#### [WHAT IS EXPECTED]
Begin at the first line of the records below and, please, give each line again exactly until the line with "custom HttpClient, but" is included.

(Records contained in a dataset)
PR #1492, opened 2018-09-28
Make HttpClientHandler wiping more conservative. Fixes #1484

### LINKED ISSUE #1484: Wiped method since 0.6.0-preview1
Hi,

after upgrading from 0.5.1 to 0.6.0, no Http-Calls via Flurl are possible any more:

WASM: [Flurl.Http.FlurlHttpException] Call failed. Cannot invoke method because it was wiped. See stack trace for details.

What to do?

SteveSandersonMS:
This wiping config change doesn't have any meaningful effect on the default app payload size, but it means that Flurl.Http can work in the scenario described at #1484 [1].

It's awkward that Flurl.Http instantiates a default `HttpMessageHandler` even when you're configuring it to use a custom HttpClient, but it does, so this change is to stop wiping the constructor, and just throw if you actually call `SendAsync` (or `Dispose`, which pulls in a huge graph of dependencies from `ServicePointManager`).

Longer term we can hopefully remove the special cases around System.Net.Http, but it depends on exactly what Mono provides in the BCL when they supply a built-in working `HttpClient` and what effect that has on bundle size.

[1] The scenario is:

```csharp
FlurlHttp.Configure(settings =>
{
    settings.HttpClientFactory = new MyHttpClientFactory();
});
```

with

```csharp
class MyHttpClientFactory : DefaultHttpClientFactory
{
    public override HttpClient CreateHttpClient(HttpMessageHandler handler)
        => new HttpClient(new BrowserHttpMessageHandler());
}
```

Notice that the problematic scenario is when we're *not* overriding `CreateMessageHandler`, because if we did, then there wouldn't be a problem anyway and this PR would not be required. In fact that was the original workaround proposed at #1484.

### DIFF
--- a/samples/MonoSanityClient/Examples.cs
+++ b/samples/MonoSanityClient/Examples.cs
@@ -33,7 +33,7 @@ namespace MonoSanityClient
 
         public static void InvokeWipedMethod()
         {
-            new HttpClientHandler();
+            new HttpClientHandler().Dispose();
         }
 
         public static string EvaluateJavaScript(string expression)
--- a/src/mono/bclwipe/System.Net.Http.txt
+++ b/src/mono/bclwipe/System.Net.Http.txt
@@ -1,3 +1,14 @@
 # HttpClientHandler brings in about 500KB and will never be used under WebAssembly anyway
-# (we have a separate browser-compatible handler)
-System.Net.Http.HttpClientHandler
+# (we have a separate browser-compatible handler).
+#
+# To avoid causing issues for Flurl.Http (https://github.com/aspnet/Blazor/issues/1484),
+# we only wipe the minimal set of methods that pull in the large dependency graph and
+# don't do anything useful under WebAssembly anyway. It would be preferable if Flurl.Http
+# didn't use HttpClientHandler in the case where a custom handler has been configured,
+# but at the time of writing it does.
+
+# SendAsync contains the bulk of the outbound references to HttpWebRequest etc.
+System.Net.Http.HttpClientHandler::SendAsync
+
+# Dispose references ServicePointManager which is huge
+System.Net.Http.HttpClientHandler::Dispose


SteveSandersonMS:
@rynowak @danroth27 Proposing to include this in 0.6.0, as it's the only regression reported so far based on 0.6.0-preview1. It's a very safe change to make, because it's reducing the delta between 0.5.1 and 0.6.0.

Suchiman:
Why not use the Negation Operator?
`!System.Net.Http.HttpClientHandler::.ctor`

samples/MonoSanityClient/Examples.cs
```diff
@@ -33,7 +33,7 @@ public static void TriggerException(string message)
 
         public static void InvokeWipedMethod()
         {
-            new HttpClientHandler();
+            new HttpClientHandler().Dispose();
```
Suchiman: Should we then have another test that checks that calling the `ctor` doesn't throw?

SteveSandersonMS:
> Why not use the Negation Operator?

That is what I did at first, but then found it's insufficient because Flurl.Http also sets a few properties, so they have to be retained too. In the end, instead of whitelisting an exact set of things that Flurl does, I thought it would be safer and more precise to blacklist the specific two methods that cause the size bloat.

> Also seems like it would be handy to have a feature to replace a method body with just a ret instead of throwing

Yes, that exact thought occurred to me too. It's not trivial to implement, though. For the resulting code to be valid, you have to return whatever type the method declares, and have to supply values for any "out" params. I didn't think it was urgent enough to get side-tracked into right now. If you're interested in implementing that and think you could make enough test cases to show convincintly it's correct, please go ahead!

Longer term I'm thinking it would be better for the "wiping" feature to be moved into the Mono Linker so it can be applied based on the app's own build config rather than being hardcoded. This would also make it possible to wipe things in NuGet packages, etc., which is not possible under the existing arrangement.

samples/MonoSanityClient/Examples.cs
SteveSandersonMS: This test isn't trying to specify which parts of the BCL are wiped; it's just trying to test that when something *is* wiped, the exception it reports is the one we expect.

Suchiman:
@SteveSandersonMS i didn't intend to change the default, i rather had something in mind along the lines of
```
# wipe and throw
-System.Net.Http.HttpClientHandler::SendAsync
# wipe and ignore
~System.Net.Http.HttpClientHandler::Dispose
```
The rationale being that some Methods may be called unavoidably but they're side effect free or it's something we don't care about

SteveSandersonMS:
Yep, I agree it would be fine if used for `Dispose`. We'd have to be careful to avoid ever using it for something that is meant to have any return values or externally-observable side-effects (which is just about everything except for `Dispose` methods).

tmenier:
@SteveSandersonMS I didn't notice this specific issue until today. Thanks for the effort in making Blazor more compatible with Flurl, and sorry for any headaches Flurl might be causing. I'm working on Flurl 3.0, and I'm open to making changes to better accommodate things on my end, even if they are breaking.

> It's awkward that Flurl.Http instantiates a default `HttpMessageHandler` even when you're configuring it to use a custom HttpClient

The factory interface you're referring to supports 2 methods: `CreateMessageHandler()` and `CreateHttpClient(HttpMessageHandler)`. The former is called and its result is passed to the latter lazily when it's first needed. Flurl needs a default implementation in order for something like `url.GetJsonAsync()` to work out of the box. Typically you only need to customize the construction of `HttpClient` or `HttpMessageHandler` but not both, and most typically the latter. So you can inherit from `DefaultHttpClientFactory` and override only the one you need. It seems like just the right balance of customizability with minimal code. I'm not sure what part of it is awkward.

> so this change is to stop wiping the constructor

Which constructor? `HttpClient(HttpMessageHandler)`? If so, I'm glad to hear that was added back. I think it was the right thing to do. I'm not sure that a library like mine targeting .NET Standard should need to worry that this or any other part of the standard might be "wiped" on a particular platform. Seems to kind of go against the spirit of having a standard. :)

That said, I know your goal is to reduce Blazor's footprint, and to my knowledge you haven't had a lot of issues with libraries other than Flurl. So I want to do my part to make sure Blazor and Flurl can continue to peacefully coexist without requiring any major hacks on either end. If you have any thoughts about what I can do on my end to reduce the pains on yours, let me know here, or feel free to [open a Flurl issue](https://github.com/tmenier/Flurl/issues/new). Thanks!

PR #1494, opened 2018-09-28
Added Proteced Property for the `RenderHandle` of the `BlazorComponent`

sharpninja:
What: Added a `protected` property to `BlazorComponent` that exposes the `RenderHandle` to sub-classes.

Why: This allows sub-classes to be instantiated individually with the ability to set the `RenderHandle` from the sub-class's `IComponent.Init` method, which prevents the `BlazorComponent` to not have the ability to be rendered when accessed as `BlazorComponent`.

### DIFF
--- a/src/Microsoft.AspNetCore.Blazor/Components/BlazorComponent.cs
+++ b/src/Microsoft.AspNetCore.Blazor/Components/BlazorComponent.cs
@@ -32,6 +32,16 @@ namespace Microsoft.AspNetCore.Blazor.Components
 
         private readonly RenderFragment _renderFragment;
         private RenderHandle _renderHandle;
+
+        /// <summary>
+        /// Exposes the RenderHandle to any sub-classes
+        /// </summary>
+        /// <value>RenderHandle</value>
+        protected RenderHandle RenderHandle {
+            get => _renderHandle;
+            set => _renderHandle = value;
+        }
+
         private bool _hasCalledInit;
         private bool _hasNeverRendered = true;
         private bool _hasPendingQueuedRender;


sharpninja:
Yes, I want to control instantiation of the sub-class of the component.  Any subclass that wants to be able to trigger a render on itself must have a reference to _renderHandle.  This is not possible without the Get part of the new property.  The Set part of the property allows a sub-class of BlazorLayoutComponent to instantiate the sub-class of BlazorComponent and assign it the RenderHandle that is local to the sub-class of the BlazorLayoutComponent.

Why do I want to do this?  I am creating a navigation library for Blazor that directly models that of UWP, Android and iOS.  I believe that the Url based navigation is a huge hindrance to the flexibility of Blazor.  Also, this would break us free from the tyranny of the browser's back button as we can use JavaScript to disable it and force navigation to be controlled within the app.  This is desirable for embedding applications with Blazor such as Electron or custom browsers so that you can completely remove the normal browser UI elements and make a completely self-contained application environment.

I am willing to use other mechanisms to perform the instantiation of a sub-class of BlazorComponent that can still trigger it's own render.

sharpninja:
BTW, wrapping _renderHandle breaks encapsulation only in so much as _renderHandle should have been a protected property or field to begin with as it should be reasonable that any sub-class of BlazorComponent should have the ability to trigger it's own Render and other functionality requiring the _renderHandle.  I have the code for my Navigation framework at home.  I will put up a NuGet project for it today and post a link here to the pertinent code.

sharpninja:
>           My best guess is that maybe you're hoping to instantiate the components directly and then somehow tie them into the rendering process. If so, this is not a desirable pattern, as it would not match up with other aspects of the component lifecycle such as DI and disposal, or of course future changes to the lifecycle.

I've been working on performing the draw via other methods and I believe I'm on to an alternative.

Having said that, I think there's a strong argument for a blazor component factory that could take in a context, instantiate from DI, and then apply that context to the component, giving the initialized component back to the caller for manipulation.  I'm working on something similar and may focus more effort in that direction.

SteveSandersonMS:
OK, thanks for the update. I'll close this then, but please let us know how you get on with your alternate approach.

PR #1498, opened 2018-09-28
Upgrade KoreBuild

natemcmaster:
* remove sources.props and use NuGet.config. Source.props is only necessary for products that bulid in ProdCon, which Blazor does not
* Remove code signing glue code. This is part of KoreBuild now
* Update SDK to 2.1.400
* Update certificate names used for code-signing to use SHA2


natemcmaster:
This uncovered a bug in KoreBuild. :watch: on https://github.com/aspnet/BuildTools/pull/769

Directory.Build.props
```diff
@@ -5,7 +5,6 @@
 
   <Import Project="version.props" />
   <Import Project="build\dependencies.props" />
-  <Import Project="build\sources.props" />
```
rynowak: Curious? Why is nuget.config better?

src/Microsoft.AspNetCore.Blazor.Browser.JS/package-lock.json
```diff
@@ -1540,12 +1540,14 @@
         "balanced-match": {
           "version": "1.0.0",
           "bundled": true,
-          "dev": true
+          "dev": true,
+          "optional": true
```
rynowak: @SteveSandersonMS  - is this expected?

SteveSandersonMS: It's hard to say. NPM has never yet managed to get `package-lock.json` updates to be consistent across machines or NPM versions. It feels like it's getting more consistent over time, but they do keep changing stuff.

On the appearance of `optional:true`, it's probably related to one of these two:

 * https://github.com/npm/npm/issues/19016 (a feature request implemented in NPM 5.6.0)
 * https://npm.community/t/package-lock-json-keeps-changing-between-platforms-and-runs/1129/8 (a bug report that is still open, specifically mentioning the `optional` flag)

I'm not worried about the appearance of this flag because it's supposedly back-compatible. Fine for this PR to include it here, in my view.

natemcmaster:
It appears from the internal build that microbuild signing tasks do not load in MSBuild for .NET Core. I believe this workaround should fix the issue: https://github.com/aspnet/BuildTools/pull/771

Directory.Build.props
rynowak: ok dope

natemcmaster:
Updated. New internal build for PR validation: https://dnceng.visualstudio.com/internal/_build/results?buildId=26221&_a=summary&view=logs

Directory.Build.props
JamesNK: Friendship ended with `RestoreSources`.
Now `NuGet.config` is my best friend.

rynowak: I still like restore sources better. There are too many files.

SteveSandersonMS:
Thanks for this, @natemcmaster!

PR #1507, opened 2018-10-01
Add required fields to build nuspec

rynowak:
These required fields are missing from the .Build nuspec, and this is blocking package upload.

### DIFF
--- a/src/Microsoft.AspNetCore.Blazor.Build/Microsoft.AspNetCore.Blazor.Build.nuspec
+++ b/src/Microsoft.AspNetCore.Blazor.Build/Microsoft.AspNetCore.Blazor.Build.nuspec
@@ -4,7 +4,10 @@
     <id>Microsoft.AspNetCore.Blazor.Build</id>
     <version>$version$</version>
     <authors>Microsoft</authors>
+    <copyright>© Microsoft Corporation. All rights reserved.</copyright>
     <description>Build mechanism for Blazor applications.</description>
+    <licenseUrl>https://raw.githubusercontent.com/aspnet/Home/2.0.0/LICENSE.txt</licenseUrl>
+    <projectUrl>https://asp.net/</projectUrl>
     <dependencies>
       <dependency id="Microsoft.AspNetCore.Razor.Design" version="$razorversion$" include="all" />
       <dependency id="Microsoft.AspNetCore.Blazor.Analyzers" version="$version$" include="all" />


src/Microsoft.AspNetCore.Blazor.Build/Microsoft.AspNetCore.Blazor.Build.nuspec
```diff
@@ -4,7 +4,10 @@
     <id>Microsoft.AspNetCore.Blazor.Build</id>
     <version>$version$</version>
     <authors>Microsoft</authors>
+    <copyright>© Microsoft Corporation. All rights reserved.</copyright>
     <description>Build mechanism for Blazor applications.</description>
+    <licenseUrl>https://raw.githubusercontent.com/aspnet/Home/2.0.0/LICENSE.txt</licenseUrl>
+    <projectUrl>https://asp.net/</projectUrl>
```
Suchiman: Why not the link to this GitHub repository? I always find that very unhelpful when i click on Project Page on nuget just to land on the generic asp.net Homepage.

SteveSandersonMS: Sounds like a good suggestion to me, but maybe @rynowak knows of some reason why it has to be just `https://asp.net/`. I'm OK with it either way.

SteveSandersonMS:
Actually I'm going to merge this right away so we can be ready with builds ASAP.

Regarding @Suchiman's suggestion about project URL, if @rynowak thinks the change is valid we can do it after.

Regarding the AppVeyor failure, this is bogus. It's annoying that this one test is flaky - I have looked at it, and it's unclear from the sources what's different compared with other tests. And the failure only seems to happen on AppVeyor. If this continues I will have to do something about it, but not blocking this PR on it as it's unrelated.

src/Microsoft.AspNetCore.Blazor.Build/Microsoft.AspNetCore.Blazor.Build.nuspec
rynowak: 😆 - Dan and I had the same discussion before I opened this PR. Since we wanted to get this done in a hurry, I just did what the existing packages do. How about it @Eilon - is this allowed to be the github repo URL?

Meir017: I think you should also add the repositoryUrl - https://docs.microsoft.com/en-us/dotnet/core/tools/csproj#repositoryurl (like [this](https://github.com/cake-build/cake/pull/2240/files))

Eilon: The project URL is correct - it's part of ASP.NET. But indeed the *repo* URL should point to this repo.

#### [EXPECTED ANSWER]
PR #1492, opened 2018-09-28
Make HttpClientHandler wiping more conservative. Fixes #1484

### LINKED ISSUE #1484: Wiped method since 0.6.0-preview1
Hi,

after upgrading from 0.5.1 to 0.6.0, no Http-Calls via Flurl are possible any more:

WASM: [Flurl.Http.FlurlHttpException] Call failed. Cannot invoke method because it was wiped. See stack trace for details.

What to do?

SteveSandersonMS:
This wiping config change doesn't have any meaningful effect on the default app payload size, but it means that Flurl.Http can work in the scenario described at #1484 [1].

It's awkward that Flurl.Http instantiates a default `HttpMessageHandler` even when you're configuring it to use a custom HttpClient, but it does, so this change is to stop wiping the constructor, and just throw if you actually call `SendAsync` (or `Dispose`, which pulls in a huge graph of dependencies from `ServicePointManager`).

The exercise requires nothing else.